* **What is needed**
The expected answer comprises all lines from the entries that contain the string "exclude".

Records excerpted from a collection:
PR #686, opened 2020-04-23
Update build instructions

ichisadashioko:
- Update build instruction so that we can build locally on Linux and Mac OS.
- Fix missing headers for `ext-boost`.

This will help anyone who is interested in the project able to build locally on Linux and Mac OS.

### DIFF
--- a/.gitignore
+++ b/.gitignore
@@ -8,3 +8,5 @@
 .vs
 .vscode
 build
+# generated on macOS
+.DS_Store
--- a/CMakeLists.txt
+++ b/CMakeLists.txt
@@ -6,7 +6,7 @@ set(CMAKE_CXX_STANDARD_REQUIRED ON)
 set(CMAKE_CXX_EXTENSIONS OFF)
 
 option(USE_GDBSTUB "Build Vita3K with GDB Debugger." OFF)
-option(USE_DISCORD_RICH_PRESENCE "Build Vita3K with Discord Rich Presence" ON)
+option(USE_DISCORD_RICH_PRESENCE "Build Vita3K with Discord Rich Presence" OFF)
 option(USE_VULKAN "Build Vita3K with Vulkan backend." OFF)
 
 find_program(CCACHE_PROGRAM ccache)
--- a/building.md
+++ b/building.md
@@ -1,0 +1,105 @@
+# Build Vita3K
+
+## Windows (Visual Studio)
+
+- Install Visual Studio 2017 or 2019 and choose to install `Desktop development with C++`. You will get compiler and `cmake` required for building.
+
+Example for Visual Studio 2019:
+
+![Required tools for VS 2019](https://i.imgur.com/bkY15Oh.png)
+
+- Install `git` to `clone` the project. Download and install `git` from [here](https://git-scm.com).
+
+- Clone this repo.
+
+```cmd
+git clone --recursive https://github.com/Vita3K/Vita3K
+cd Vita3K
+```
+
+- Open `Developer Command Prompt` for your respective Visual Studio version. `cmake` and other `C/C++` toolchain only available on `Developer Command Prompt`. 
+
+Example for Visual Studio 2019:
+
+![Developer Command Prompt for VS 2019](https://i.imgur.com/w6Umx1S.png)
+
+- Run `gen-windows.bat` to create Visual Studio project in `build-windows` directory.
+
+```cmd
+.\gen-windows
+```
+
+- Open the project generated in the `build-windows` directory.
+
+- Build and run it.
+
+## macOS (Xcode)
+
+- Install Xcode at App Store.
+
+- Install [`brew`](https://brew.sh).
+
+- Install dependencies with `brew`.
+
+```sh
+brew install git cmake
+```
+
+- Clone this repo.
+
+```sh
+git clone --recursive https://github.com/Vita3K/Vita3K
+cd Vita3K
+```
+
+- Generate Xcode project.
+
+```
+./gen-macos.sh
+```
+
+- Open Xcode project `vita3k.xcodeproj` generated in `build-macos` directory.
+
+- When prompted to create schemes, create one for the `vita3k` target only. The project builds many targets, so it will make your life easier if you create schemes as needed.
+
+- Build.
+
+## Linux
+
+### Ubuntu/Debian
+
+- Install dependencies.
+
+```sh
+sudo apt install git cmake libsdl2-dev pkg-config libgtk-3-dev
+```
+
+- Clone this repo.
+
+```sh
+git clone --recursive https://github.com/Vita3K/Vita3K
+cd Vita3K
+```
+
+- Build the project.
+
+```sh
+./gen-linux.sh
+cd build-linux
+make -j$(nproc)
+```
+
+__Note:__ If Unicorn can't find Python, use `make UNICORN_QEMU_FLAGS="--python=/usr/bin/python2"` or similar to point it to your installation. `make` works after you do this once.
+
+## Note
+
+- After cloning or checking out a branch, you should always update submodules.
+
+`git submodule update --init --recursive`
+
+- If `boost` failed to build, you can opt out for system `boost` package (Linux and macOS only).
+
+```sh
+brew install boost # for macOS
+sudo apt install libboost-all-dev # for Ubuntu/Debian
+```
--- a/gen-linux.sh
+++ b/gen-linux.sh
@@ -7,12 +7,11 @@ if [[ -z "${CI}" ]]; then
 	mkdir -p external/boost-build
 	cd external/boost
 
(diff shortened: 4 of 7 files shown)


CMakeLists.txt
```diff
@@ -6,7 +6,7 @@ set(CMAKE_CXX_STANDARD_REQUIRED ON)
 set(CMAKE_CXX_EXTENSIONS OFF)
 
 option(USE_GDBSTUB "Build Vita3K with GDB Debugger." OFF)
-option(USE_DISCORD_RICH_PRESENCE "Build Vita3K with Discord Rich Presence" ON)
+option(USE_DISCORD_RICH_PRESENCE "Build Vita3K with Discord Rich Presence" OFF)
```
KorewaWatchful, line 9: I'm not sure that you should default this option to OFF, as most people use windows where this is functional.

building.md
```diff
@@ -0,0 +1,86 @@
...
+- When prompted to create schemes, create one for the `emulator` target only. The project builds many targets, so it will make your life easier if you create schemes as needed.
+
+- Build.
+
+### Linux (Debian)
+
+- Install dependencies.
+
+```sh
+sudo apt install git cmake libboost-all-dev libsdl2-dev
```
KorewaWatchful, line 62: I think this should be more than just Debian, as it's possible to build this on other distros. Instead of giving a debian command-line example, maybe just list the dependencies like: cmake, boost, sdl2, gtk3, pkg-config. (you missed the last 2)

building.md
```diff
@@ -0,0 +1,86 @@
...
+make -j$(nproc)
+```
+
+#### Note: If Unicorn can't find Python, use `make UNICORN_QEMU_FLAGS="--python=/usr/bin/python2"` or similar to point it to your installation. `make` works after you do this once.
+
+## Note
+
+- After cloning or checking out a branch, you should always update submodules.
+
+`git submodule update --init --recursive`
```
KorewaWatchful, line 86: Since this applies to everything and you should do this before building, maybe put this on the top?

CMakeLists.txt
ichisadashioko: For building the first time, I think it is important that people should able to build without trouble. Failing to build without knowing why is quite frustrating.

building.md
ichisadashioko: It is because we give instruction for installing dependencies with `apt`. For other package managers, if anyone is more familiar with it, we should let them put in the instructions. Yeah, I think we should have sub-sections for `Linux`.

About dependencies, I will re-check them and update. Thanks!

building.md
ichisadashioko: I also think this is important but putting it first doesn't make much sense. This should be applied when someone is actively changing sub-modules or generating untracked files in sub-modules.

It just not make much sense for putting it on top. I think we should have a `CONTRIBUTING.md` later and move technical notes to there.

ichisadashioko: `git clone --recursive` will get the job done for one-time visitors.

CMakeLists.txt
1whatleytay: I agree that this should be off. It was off initially too.

building.md
```diff
@@ -0,0 +1,86 @@
+# Build Vita3K
+
+## Windows (Visual Studio)
+
+- Install Visual Studio 2017 or 2019 and choose to install `Desktop development with C++` (as shown in this [image](https://i.imgur.com/bkY15Oh.png)). You will get compiler and `cmake` required for building.
```
1whatleytay, line 5: Maybe we should have an `images` folder. We are already using other images in README.

building.md
```diff
@@ -0,0 +1,86 @@
...
+
+- Generate Xcode project.
+
+```
+./gen-macos.sh
+```
+
+- Open Xcode project `Vita3K.xcodeproj` generated in `build-macos` directory.
+
+- When prompted to create schemes, create one for the `emulator` target only. The project builds many targets, so it will make your life easier if you create schemes as needed.
```
1whatleytay, line 53: It's called `vita3k` now. We should change this in our wiki too- oops.

gen-linux.sh
```diff
@@ -1,23 +1,5 @@
...
-	# Non-Windows needs to build Boost.Build first
-	chmod +x tools/build/src/engine/build.sh
-	sh bootstrap.sh
-
-	# Build our Boost subset
-	./b2 --ignore-site-config -j5 --build-dir=../boost-build --stagedir=../boost-build stage
-	cd ../..
-fi
-
-# Generate project files
```
1whatleytay, line 19: I don't think this is the strat. The best solution is to just fix what's wrong with https://github.com/Vita3K/ext-boost I think. Especially since it also doesn't work on windows (tried last night :/).

building.md
ichisadashioko: I think we shouldn't include binary images in the repo as it might be changed and increase the repo size significantly. Yeah, someone might remove the images or the hosting providers will remove our images sometime in the future. But these images are not essential to our project so we can replace them anytime we want.

gen-linux.sh
ichisadashioko: Yeah, I think we should fix `ext-boost` too. I think we should either include the full `boost` (lazy and fast) or write some scripts to read all C header files in `Vita3K` to pull all the required files from `boost` which will take quite a while.

ichisadashioko: Let's update `Vita3K` after `ext-boost` is fixed. I was temping to remove `ext-boost` from `.gitmodule` a while ago.

ichisadashioko: We updated `ext-boost` in this [PR](https://github.com/Vita3K/ext-boost/pull/2). Please check to see if they are all working correctly with the updated `ext-boost` (`ext-boost` reference has been updated).

gen-windows.bat
```diff
@@ -11,8 +11,10 @@ IF "%CI%"=="" IF NOT EXIST external\boost-build (
 	mkdir external\boost-build
 	cd external\boost
 
+	call bootstrap.bat
+
 	REM Build our Boost subset
-	b2 -j5 --build-dir=../boost-build --stagedir=../boost-build toolset=msvc stage
+	call b2 -j5 --build-dir=../boost-build --stagedir=../boost-build toolset=msvc stage
```
ichisadashioko, line 17: Is there a `$(nproc)` equipvalent for Windows?

ichisadashioko:
There is some problem with `ext-boost`. I will fix it before re-opening this PR.

.gitignore
```diff
@@ -7,4 +7,9 @@
...
 .vs
 .vscode
-build
\ No newline at end of file
+build
+# generated on macOS
+*.cmake
+*.log
+CMakeFiles
+.DS_Store
```
1whatleytay: Umm... this stuff should be a build folder, which is included above. Maybe another commit?

ichisadashioko: These files may be generated everywhere. Users may do something like this to store build log for example `./gen-linux.sh > gen-linux.log`. `.DS_Store` may be generated in every directories that are visited by Finder in macOS.

1whatleytay: Ehhh? What if they try to do `./gen-linx.sh > gen-linux.txt`? I wouldn't just exclude files willy nilly like that.

ichisadashioko: I think `.log` is a widely used extension for storing `log`. I am not sure if that is the case for `.txt`. I am not saying that we should include every possible extensions that users might use - just acceptable ones.

pent0: The *.log are personal preferences. I think unless you can't do anything about it (like *.cmake are generated by cmake tools, .DS_Store are generated by system, .obj by compiler), should not include it in .gitignore, just manage it yourself

gen-windows.bat
ichisadashioko: We have `%NUMBER_OF_PROCESSORS%` for Windows.
Everyone can try to `echo %NUMBER_OF_PROCESSORS%` in Command Prompt.

.gitignore
ichisadashioko: Ok. I will remove `*.log` entry.

1whatleytay: Wait wait, we already exclude CMakeFiles and `*.cmake` though by `build-*`, why do we have to exclude them again?

ichisadashioko: They are generated in project directory when building on macOS. Just to make sure `cmake` configured information is stored in `CMakeList.txt`, isn't it?

1whatleytay: Ehh? I work on macos and I have no problem with any cmake files (other than the .DS_Store stuff, that's annoying). You should generate your cmake files in a subdirectory via `cmake ..` so you still have control over them. It's not a good idea to mix build files and source files anyway.

ichisadashioko: I will re-check it. If it is you said, I will update the PR.

ichisadashioko: Yeah. They aren't generated when I re-check the build. I updated the PR.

* **Answer**
1whatleytay: Ehhh? What if they try to do `./gen-linx.sh > gen-linux.txt`? I wouldn't just exclude files willy nilly like that.
1whatleytay: Wait wait, we already exclude CMakeFiles and `*.cmake` though by `build-*`, why do we have to exclude them again?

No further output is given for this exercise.